心地のいい伸びのある声と、扇を使った舞踊。
普通のアイドルでは到底できない芸当だが、それがわかるお客さんはどのくらいいるだろうか。
しかしそこは千景が提供した曲。
和風だがギターやベースのふんだんに使われたいわゆる和風ロック。
開場して間もないこの時間帯に和風ロックはかなりアガる。
「星光騎士団と同じ東雲のアイドルでしょ? 結構よくない?」
「和風ロックめっちゃいい~! いいな~、ステージスペースで見たかった~」
「あの一番背の高い人カッコいいじゃん! ええ~、東雲学院芸能科ってまだイケメンアイドルがいるんだ~。学院の方も今度チェックしてみようかな」
「だね~。毎月定期ライブとかしてるらしいじゃん。ここから二、三時間なら行ってみてもいいかもね」
しっかり宣伝効果を得られている。
結構モニター前に人が集まりつつあるので、眼鏡をかけ直して帽子を深くかぶり直し、そっと離れた。

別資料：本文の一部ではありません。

PR #2092, opened 2020-07-12
fix(clipboard): Support pasting into text controls

bryphe:


CrossR:
I think this PR has caused visual block mode to be unusable as the `C-v` binding is now always active (rather than just insert/command mode) so you can't use it in normal mode. Was that intended?

bryphe:
Ah, thanks for catching that @CrossR - definitely not intended. Reverting that part of the change now!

さすがに東雲学院芸能科の代表の一角である星光騎士団のメンバーだとここでバレると、せっかくの花鳥風月の初出場に水を差すことになりかねない。
お客さんには純粋に花鳥風月のパフォーマンスを楽しんでほしい。
(ああ~、俺もステージ席から応援したかった~!)
出演者は客席から見てはいけないので、仕方ない。
両親と智子は今年もステージ席の抽選を勝ち抜いたので、今頃客席で楽しく観戦中。
正直羨ましくてしょうがないが、出演者控室モニターで楽しむしかない。
(あれ?)
戻る途中、特設モニターで朝科旭と雛森日織と檜野久貴と高埜直士が会場案内を行っていた。
秋野直芸能事務所に所属して、こじんまりとした活動をしているのは知っていたが、こういうことも担当していたのか。